# Mit der Berkley Pulse auf Barsch??



## BarschHunter1997 (13. Februar 2011)

Hi 
Ich hab mir eine neue rute gegönnt nämlich die Berkley Pulse. Und meine frage ist ob man mit dieser rute gut auf Barsch fischen kann also, mit kleinen Wobblern, die Aktion der Rute, u.s.w

Und könnt ihr mir Wobbler empfehlen die nicht ganz so teuer sind??

Gruß
Lukas


----------



## Professor Tinca (13. Februar 2011)

*AW: Mit der Berkley Pulse auf Barsch??*

Welche Pulse denn?

Es gibt ja nicht nur ein Modell.|kopfkrat


----------



## BarschHunter1997 (13. Februar 2011)

*AW: Mit der Berkley Pulse auf Barsch??*

Die Berkley Puls Spin 5-20g 1,90


----------



## Torsk_SH (13. Februar 2011)

*AW: Mit der Berkley Pulse auf Barsch??*

Klar, die Peitsche ist gut dafür. Wo willst Du denn damit fischen? Am Kanal?


----------



## Professor Tinca (13. Februar 2011)

*AW: Mit der Berkley Pulse auf Barsch??*

Sehr gute Wahl.#6

Damit kannste alles kleinen und mittleren barschköder bewegen.
Die neuen Cormoran Wobbler haben gute Bewertungen bekommen und sind nicht so teuer wie die Japanteile, die ja wohl mit Platin-Rasselkugeln gefüllt sein müssen.:m


----------



## angelpfeife (13. Februar 2011)

*AW: Mit der Berkley Pulse auf Barsch??*

Klar ist die Rute gut um mit Wobblern auf Barsch zu gehen. Genau dafür wurde sie glaub ich auch gemacht.
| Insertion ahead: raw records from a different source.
PR #321, opened 2016-12-12
Implement FromJSValConvertible for *mut JSObject

KiChjang:
r? @Ms2ger or @nox

---
This change is [Reviewable](https://reviewable.io/reviews/servo/rust-mozjs/321)

### DIFF
--- a/src/conversions.rs
+++ b/src/conversions.rs
@@ -623,10 +623,34 @@ impl ToJSValConvertible for *mut JSObject {
 }
 
 // https://heycam.github.io/webidl/#es-object
+impl FromJSValConvertible for *mut JSObject {
+    type Config = ();
+    #[inline]
+    unsafe fn from_jsval(_cx: *mut JSContext,
+                         val: HandleValue,
+                         _option: ())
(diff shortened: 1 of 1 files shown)


Ms2ger:
Doesn't compile

KiChjang:
Uhh right, stupid me.

Ms2ger:
These implementations crash if handed the wrong type of value. Is that intentional?

KiChjang:
I essentially copied the implementation from JSVal. Shall I instead check that it is an object first, and if not, return an Err(()) or a ConversionResult::Failure?

Ms2ger:
Let's take a step back. Why did you make this PR?

KiChjang:
MessagePort contains a WebIDL method that looks like this:
```
  void postMessage(any message, optional sequence<object> transfer = []);
```
And so CodegenRust.py is trying to convert a JS HandleValue to a JS object, which currently doesn't exist in rust-mozjs bindings.

jdm:
Given that this is only needed because of codegen for a feature we don't support yet (transferrable objects), I propose we use `optional any transfer` and close this PR.

PR #322, opened 2016-12-20
Store the JSContext in TLS for easy access.

Ms2ger:
This change is [Reviewable](https://reviewable.io/reviews/servo/rust-mozjs/322)

### DIFF
--- a/src/rust.rs
+++ b/src/rust.rs
@@ -14,7 +14,7 @@ use std::mem;
 use std::u32;
 use std::default::Default;
 use std::ops::{Deref, DerefMut};
-use std::cell::UnsafeCell;
+use std::cell::{Cell, UnsafeCell};
 use std::marker::PhantomData;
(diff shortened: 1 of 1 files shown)


nox:
Why not put the TLS thing in servo/servo? Why forbid the creation of two unrelated runtimes on a single thread?

fitzgen:
> Why forbid the creation of two unrelated runtimes on a single thread?

SpiderMonkey requires a 1:1 relationship between a `JSRuntime` and its thread.

nox:
@fitzgen Thanks!

@Ms2ger Could you make `::get()` panic if the pointer is null?

nox:
I still believe that was the wrong way to go, because now if we want to use the `Runtime` value and `Runtime::get` to do safe abstractions around for example `ToJsValConvertible`, we still won't be able to avoid some unsafe code in servo for dereferencing the result of `Runtime::get`, whereas we could make it be owned by TLS if it were done in servo instead of here.

PR #326, opened 2017-01-13
Make Rooted do its job.

Ms2ger:
This change is [Reviewable](https://reviewable.io/reviews/servo/rust-mozjs/326)

### DIFF
--- a/Cargo.toml
+++ b/Cargo.toml
@@ -17,6 +17,8 @@ name = "evaluate"
 [[test]]
 name = "panic"
 [[test]]
+name = "rooting"
+[[test]]
 name = "typedarray"
 [[test]]
 name = "stack_limit"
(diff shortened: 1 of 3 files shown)


Ms2ger:
My main fear is that the two out-of-line calls will be terrible for performance. I don't suppose we use `Rooted` terribly often…

Ms2ger:
@jdm can you check the fixup commit? I'm not sure if the additional unsafety is worth it.

jdm:
As mentioned on IRC, I think we should follow jonco's suggestion from https://github.com/servo/servo/issues/13096#issuecomment-250901349 rather than pursue the patch I wrote in that issue.

jdm:
I'm glad to see the test, though!

jdm:
@bors-servo: r+
Nice.

PR #327, opened 2017-01-18
Ensure Runtime::get() works during the final GC under JS_DestroyRuntime.

Ms2ger:
This change is [Reviewable](https://reviewable.io/reviews/servo/rust-mozjs/327)


jdm:
A test verifying this behaviour would be ideal, whether in this repository of as a web-platform-test.

PR #333, opened 2017-02-04
Move code from TypedArray::create and Add TypedArray::update

deror1869107:
For servo/servo#15350

```TypedArray::update``` is used to be replace ```update_array_buffer_view```

---
This change is [Reviewable](https://reviewable.io/reviews/servo/rust-mozjs/333)

### DIFF
--- a/src/typedarray.rs
+++ b/src/typedarray.rs
@@ -17,6 +17,7 @@ use glue::GetUint8ArrayLengthAndData;
 use glue::GetUint8ClampedArrayLengthAndData;
 use jsapi::GetArrayBufferLengthAndData;
 use jsapi::GetArrayBufferViewLengthAndData;
+use jsapi::HandleObject;
 use jsapi::JSContext;
 use jsapi::JSObject;
 use jsapi::JS_GetArrayBufferData;
@@ -136,12 +137,23 @@ impl<'a, T: TypedArrayElementCreator + TypedArrayElement> TypedArray<'a, T> {
         }
 
         if let Some(data) = data {
-            assert!(data.len() <= length as usize);
-            let buf = T::get_data(result.get());
-            ptr::copy_nonoverlapping(data.as_ptr(), buf, data.len());
+            TypedArray::<T>::update_raw(data, result.handle());
         }
 
         Ok(())
+    }
+    
+    ///  Update an existed JS typed array
+    pub unsafe fn update(&mut self,
+                         data: &[T::Element]) {
+        TypedArray::<T>::update_raw(data, self.object.handle());
+    }
+
+    unsafe fn update_raw(data: &[T::Element],
+                         result: HandleObject) {
+        let (buf, length) = T::length_and_data(result.get());
+        assert!(data.len() <= length as usize);
+        ptr::copy_nonoverlapping(data.as_ptr(), buf, data.len());
     }
 }
 
--- a/tests/typedarray.rs
+++ b/tests/typedarray.rs
@@ -46,8 +46,33 @@ fn typedarray() {
         typedarray!(in(cx) let array: Uint32Array = rval.get());
         assert_eq!(array.unwrap().as_slice(), &[1, 3, 5, 0, 0][..]);
 
+        typedarray!(in(cx) let mut array: Uint32Array = rval.get());
+        array.as_mut().unwrap().update(&[0, 2, 4, 6]);
+        assert_eq!(array.unwrap().as_slice(), &[0, 2, 4, 6, 0][..]);
+
         rooted!(in(cx) let rval = ptr::null_mut());
         typedarray!(in(cx) let array: Uint8Array = rval.get());
         assert!(array.is_err());
+    }
+}
+
+#[test]
+#[should_panic]
+fn typedarray_update_panic() {
+    let rt = Runtime_::new();
+    let cx = rt.cx();
+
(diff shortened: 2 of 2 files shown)

### CODE REVIEW

File: src/typedarray.rs [hunk 1]
```diff
@@ -132,13 +132,20 @@ impl<'a, T: TypedArrayElementCreator + TypedArrayElement> TypedArray<'a, T> {
...
 
+        TypedArray::<T>::update(length, data, result);
+        
+        Ok(())
+    }
+    
+    ///  Update an existed JS typed array
+    pub unsafe fn update(length: u32,
+                         data: Option<&[T::Element]>,
+                         result: MutableHandleObject) {
```
jdm: Rather than making a static method like this, I recommend `pub fn update(&mut self, data: &[T::Element])`.

deror1869107: But fn ```create```  and ```update``` don't use any field of the ```struct TypedArray```, why?

deror1869107: However if it isn't a static method, I can't call it from ```TypedArray::create```.

jdm: I argue that we can create a update_raw that encapsulates the relevant bit, and call that from both create and update (passing in a mutable destination buffer and an immutable source buffer).

deror1869107: Should I replace all ```data: Option<&[T::Element]>``` with ```data: <&[T::Element]>```?

deror1869107:
Should I replace all ```data: Option<&[T::Element]>``` with ```data: <&[T::Element]>```?

jdm:
Yes, that would lead to a cleaner API.

src/typedarray.rs
```diff
@@ -124,22 +124,31 @@ impl<'a, T: TypedArrayElementCreator + TypedArrayElement> TypedArray<'a, T> {
     /// be copied into the newly-allocated buffer. Returns the new JS reflector.
     pub unsafe fn create(cx: *mut JSContext,
                          length: u32,
-                         data: Option<&[T::Element]>,
```
jdm: We want to keep the Option here, and only call update_raw if it's Some.

src/typedarray.rs
```diff
@@ -124,22 +124,31 @@ impl<'a, T: TypedArrayElementCreator + TypedArrayElement> TypedArray<'a, T> {
...
         Ok(())
     }
+    
+    ///  Update an existed JS typed array
+    pub unsafe fn update(&mut self,
+                         data: &[T::Element]) {
+        TypedArray::<T>::update_raw(data, self.object.handle_mut());
+    }
+
+    pub unsafe fn update_raw(data: &[T::Element],
```
jdm: This should not be public.

src/typedarray.rs
```diff
@@ -124,22 +124,31 @@ impl<'a, T: TypedArrayElementCreator + TypedArrayElement> TypedArray<'a, T> {
...
+                             result: MutableHandleObject) {
```
jdm: This can be a `HandleObject` instead.

tests/typedarray.rs
```diff
@@ -45,5 +45,9 @@ fn typedarray() {
 
         typedarray!(in(cx) let array: Uint32Array = rval.get());
         assert_eq!(array.unwrap().as_slice(), &[1, 3, 5, 0, 0][..]);
+
+        typedarray!(in(cx) let mut array: Uint32Array = rval.get());
+        array.as_mut().unwrap().update(Some(&[0, 2, 4, 6]));
+        assert_eq!(array.unwrap().as_slice(), &[0, 2, 4, 6, 0][..]);
     }
```
jdm: Let's add another test in this file that uses `#[should_panic]` that calls update with an argument that is longer than the typed array that it is replacing, too.

jdm:
Not sure why my last comment is marked outdated, but please look at it as well.

deror1869107:
@jdm

About panic test? I have added it already!

src/typedarray.rs
```diff
@@ -132,14 +133,25 @@ impl<'a, T: TypedArrayElementCreator + TypedArrayElement> TypedArray<'a, T> {
...
 
-        if let Some(data) = data {
-            assert!(data.len() <= length as usize);
-            let buf = T::get_data(result.get());
-            ptr::copy_nonoverlapping(data.as_ptr(), buf, data.len());
+        if data.is_some() {
+            TypedArray::<T>::update_raw(data.unwrap(), result.handle());
         }
-
+
```
jdm: nit: remove the trailing spaces on this line.

src/typedarray.rs
```diff
@@ -132,14 +133,25 @@ impl<'a, T: TypedArrayElementCreator + TypedArrayElement> TypedArray<'a, T> {
             return Err(());
         }
 
-        if let Some(data) = data {
-            assert!(data.len() <= length as usize);
-            let buf = T::get_data(result.get());
-            ptr::copy_nonoverlapping(data.as_ptr(), buf, data.len());
+        if data.is_some() {
+            TypedArray::<T>::update_raw(data.unwrap(), result.handle());
```
jdm: We can use `if let` here instead and avoid the need to unwrap the value.

deror1869107:
Conflicts resolved

jdm:
@bors-servo: r+
Thanks!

War auch kurz davor mir die zu kaufen, aber ich konnte mich mit dem Griff nicht anfreunden Den Rest an der Rute finde ich top#6


----------



## BarschHunter1997 (13. Februar 2011)

*AW: Mit der Berkley Pulse auf Barsch??*

Ja okay und kann ich damit auch einen mittleren Hecht bendigen weil ich muss da immer mit nem hecht rechnen


----------



## Professor Tinca (13. Februar 2011)

*AW: Mit der Berkley Pulse auf Barsch??*

Na klar.#6


----------



## BarschHunter1997 (13. Februar 2011)

*AW: Mit der Berkley Pulse auf Barsch??*

Okay  dann werd ich mal im Mai wieder Twitchen gehen  danke


----------



## Angelsepp83 (14. Februar 2011)

*AW: Mit der Berkley Pulse auf Barsch??*

Moin,Moin Hecht246

zu der genannten Pulse hab ich an anderer Stelle schon mal meinen Senf hingekleckert :q

http://www.anglerboard.de/board/showpost.php?p=3194085&postcount=18 

Also keine Angst vor großen Fischen.

Petri Heil 

Seppel


----------



## Stoney0066 (14. Februar 2011)

*AW: Mit der Berkley Pulse auf Barsch??*



Hecht246 schrieb:


> Okay  dann werd ich mal im Mai wieder Twitchen gehen  danke



warum erst wieder im mai? auf barsch kannst doch auch vorher schon wunderbar fischen gehen! oder ist bei euch kunstköderverbot während der schonzeit?

schönes teil übrigens... hat ich auch schon mal in der hand!


----------



## BarschHunter1997 (15. Februar 2011)

*AW: Mit der Berkley Pulse auf Barsch??*

Jap Ist verbot  leider


----------